*Directions*. Go over the data and keep only the lines that include "best".

%%

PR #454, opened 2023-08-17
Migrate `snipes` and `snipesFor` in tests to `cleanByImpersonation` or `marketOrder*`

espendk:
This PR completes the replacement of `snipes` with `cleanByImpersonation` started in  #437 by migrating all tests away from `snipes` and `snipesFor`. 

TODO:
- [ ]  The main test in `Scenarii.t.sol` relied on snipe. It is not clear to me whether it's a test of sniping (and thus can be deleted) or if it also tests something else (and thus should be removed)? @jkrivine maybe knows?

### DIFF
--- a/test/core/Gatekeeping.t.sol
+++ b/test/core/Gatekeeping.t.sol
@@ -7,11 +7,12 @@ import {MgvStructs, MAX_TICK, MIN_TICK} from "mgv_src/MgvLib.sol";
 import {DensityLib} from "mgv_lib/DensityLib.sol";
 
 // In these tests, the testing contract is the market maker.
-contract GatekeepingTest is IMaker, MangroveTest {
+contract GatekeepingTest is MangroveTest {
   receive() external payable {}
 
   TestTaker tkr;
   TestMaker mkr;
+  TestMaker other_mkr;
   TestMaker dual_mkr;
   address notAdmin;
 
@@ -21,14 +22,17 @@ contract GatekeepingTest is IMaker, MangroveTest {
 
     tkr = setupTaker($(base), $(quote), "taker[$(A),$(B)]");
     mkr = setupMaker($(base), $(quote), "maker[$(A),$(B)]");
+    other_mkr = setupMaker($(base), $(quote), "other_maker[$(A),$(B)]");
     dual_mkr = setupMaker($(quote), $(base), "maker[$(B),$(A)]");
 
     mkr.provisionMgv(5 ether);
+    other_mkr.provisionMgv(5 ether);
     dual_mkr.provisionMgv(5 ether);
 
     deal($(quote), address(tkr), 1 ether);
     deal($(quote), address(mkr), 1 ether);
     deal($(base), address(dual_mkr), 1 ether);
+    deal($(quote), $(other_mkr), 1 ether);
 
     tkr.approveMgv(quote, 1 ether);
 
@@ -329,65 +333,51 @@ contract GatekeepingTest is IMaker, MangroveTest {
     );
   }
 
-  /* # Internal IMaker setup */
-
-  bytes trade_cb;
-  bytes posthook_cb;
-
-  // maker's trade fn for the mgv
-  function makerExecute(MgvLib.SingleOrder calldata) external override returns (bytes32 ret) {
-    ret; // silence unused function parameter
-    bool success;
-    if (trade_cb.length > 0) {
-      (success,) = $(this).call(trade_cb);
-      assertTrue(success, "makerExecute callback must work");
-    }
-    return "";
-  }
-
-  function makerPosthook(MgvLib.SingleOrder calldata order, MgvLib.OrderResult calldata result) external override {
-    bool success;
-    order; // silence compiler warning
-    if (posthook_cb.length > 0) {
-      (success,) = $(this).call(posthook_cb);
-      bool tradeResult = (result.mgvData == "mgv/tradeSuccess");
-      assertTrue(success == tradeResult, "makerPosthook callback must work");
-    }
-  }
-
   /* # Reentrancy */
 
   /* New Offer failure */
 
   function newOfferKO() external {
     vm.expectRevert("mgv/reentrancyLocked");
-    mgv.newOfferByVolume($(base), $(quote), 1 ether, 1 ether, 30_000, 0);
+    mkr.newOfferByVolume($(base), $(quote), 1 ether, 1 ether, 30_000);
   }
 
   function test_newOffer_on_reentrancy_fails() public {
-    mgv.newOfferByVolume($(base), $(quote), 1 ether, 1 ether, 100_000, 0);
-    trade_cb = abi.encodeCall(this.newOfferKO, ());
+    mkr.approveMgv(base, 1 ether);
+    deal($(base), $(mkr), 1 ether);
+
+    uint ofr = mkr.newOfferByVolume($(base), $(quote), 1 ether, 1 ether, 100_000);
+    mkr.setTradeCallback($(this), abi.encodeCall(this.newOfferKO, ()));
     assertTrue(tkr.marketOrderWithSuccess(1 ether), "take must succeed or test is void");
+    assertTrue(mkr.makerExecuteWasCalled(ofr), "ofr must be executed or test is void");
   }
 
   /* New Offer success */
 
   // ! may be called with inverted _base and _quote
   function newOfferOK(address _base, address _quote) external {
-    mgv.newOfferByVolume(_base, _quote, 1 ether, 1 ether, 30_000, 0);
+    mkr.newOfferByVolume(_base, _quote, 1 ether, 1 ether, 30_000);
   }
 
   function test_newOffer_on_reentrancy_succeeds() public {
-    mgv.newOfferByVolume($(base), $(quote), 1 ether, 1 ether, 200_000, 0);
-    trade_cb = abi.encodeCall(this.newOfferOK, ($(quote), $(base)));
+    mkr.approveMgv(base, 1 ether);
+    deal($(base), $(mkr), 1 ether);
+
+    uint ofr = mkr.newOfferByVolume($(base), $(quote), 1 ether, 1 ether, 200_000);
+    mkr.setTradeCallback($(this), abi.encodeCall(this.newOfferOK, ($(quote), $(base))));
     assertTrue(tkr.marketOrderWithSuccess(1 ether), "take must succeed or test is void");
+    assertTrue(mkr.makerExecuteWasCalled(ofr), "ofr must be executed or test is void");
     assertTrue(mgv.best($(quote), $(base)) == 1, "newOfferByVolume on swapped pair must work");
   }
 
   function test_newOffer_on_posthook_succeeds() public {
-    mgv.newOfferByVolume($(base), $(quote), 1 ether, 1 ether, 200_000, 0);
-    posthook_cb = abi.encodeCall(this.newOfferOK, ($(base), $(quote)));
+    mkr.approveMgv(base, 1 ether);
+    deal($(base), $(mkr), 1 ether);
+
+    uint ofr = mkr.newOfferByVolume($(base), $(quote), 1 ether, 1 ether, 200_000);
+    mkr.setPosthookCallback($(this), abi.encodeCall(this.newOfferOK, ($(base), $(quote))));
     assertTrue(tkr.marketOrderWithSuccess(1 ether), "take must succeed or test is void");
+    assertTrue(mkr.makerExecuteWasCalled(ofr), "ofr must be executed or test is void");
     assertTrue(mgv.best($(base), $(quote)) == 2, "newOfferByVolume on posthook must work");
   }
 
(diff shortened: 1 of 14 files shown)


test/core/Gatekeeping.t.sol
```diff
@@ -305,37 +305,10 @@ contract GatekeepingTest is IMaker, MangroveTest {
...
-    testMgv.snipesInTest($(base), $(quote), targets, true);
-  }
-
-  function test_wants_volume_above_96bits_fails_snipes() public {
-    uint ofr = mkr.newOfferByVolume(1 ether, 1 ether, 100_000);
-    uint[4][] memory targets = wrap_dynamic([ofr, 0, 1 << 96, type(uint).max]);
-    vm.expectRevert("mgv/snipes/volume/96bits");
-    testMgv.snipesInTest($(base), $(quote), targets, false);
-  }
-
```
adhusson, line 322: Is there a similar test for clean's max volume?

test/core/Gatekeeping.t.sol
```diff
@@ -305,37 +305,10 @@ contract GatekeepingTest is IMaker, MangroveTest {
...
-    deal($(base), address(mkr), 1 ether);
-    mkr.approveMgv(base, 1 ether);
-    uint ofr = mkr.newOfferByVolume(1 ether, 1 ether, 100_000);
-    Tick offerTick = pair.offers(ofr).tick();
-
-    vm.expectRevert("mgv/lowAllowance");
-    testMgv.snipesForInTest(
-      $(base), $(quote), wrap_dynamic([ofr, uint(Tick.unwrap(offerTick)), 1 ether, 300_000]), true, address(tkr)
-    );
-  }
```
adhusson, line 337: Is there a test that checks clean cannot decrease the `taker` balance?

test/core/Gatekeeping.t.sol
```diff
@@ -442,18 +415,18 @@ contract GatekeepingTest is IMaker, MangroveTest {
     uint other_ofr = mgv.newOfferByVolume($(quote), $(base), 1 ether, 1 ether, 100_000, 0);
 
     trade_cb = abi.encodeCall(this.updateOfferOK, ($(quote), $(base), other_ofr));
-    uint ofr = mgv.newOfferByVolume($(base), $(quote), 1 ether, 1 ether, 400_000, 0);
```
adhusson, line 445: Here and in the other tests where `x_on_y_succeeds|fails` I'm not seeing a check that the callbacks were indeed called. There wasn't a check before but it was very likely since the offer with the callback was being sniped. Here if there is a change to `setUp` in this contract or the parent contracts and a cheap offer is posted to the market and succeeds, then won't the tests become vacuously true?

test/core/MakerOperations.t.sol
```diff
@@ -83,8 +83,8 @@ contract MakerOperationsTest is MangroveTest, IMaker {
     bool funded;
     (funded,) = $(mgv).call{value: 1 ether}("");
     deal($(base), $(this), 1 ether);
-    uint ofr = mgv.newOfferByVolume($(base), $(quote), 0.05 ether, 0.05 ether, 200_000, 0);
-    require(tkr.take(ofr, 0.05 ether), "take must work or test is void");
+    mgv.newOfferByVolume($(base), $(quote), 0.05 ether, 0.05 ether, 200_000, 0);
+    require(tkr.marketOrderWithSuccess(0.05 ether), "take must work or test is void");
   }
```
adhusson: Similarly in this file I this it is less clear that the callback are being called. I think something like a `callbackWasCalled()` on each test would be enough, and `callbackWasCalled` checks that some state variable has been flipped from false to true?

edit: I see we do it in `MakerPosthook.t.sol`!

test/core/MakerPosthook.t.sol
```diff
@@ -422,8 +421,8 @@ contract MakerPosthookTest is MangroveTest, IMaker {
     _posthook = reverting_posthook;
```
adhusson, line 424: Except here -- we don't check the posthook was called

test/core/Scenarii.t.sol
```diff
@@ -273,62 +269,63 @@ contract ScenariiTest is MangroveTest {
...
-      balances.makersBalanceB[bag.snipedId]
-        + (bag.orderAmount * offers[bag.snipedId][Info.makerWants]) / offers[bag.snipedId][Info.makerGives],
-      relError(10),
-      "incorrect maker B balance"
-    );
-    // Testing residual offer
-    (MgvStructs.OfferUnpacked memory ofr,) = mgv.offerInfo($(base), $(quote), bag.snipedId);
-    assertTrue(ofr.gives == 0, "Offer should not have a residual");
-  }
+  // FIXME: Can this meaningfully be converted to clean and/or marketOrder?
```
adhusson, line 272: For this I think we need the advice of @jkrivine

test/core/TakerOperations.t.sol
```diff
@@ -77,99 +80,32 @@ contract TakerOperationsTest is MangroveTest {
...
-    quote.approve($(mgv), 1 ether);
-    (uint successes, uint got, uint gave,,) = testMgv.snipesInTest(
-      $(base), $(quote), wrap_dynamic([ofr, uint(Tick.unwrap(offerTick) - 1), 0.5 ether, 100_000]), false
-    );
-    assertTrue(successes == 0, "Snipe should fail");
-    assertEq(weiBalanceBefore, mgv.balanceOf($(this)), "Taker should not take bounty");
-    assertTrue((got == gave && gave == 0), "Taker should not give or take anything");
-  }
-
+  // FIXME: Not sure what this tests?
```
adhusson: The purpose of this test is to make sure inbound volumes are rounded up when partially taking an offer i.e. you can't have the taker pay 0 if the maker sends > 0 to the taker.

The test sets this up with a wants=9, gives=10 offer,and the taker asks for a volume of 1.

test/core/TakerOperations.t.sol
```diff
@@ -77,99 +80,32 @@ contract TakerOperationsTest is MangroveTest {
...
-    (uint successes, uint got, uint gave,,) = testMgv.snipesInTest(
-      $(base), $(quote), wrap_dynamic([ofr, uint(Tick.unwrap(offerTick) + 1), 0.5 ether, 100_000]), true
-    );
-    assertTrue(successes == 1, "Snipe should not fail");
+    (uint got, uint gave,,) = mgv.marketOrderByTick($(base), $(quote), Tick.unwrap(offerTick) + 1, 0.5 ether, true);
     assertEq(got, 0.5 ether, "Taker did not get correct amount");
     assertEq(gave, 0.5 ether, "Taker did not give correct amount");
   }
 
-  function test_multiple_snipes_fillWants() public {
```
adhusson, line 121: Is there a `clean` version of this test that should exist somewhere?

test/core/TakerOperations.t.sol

%%

*Result of the task*.
     assertTrue(mgv.best($(quote), $(base)) == 1, "newOfferByVolume on swapped pair must work");
     assertTrue(mgv.best($(base), $(quote)) == 2, "newOfferByVolume on posthook must work");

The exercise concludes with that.